Significance of various pulmonary and extrapulmonary abnormalities on HRCT of the chest in scleroderma lung.

Patients with systemic sclerosis (SSc) are routinely investigated with high-resolution computed tomography (HRCT) chest for early detection and accurate characterization of complicating interstitial lung diseases. Though the primary aim of HRCT is to delineate the burden of pulmonary involvement and to characterize the nature of fibrosis to potentially help guide management, it provides an opportunity to evaluate extrapulmonary manifestations, particularly the dilated pulmonary artery, esophageal dilatation, and pericardial abnormalities which have their own clinical significance. The aim of this article is to discuss the significance of various pulmonary and extrapulmonary abnormalities that may be identified on HRCT chest of SSc patients.

Introduction

Systemic sclerosis (SSc) is a chronic multisystem autoimmune disorder that involves the skin and several internal organs.
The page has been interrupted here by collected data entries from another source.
PR #4714, opened 2024-02-07
Ush 1134

ushahidlee:
- It prevents the client from updating a role name, and returns a 422 if they try.
- It fixes an issue with updating an admin user, wiping all their permissions.
- Removes broken integration tests

https://linear.app/ushahidi/issue/USH-1134/backend-allows-admin-role-to-be-modified


Mh-Asmi (approved):
good for me

PR #4716, opened 2024-02-12
Allow user to delete their own contact

ushahidlee:
This allows the user to delete their own contact.

Fixes: https://linear.app/ushahidi/issue/USH-1132/delete-contact-button-is-still-unavailable-for-non-admin-users


Mh-Asmi (approved):
good 👍

PR #4717, opened 2024-02-13
return all permissions for admin role

Mh-Asmi:
- I update the sho of role to return all available permissions when the role is admin 
- I create migration to adding the missing permissions for admin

Depending on the extent of cutaneous involvement, the disease is classified into diffuse cutaneous (dcSSc) and localized cutaneous (LcSSc) forms. Among the potential organ involvements, the lung has a very important bearing on the prognosis of these patients. Pulmonary involvement and related complications is the largest driver of morbidity and mortality in SSc.[1] Interstitial lung disease (ILD) and pulmonary hypertension (PH) are the two most important complications which are also the leading cause of morbidity and mortality. Over 90% of SSc patients have evidence of ILD at autopsy and 40% of SSc patients demonstrate abnormal pulmonary function tests.[2]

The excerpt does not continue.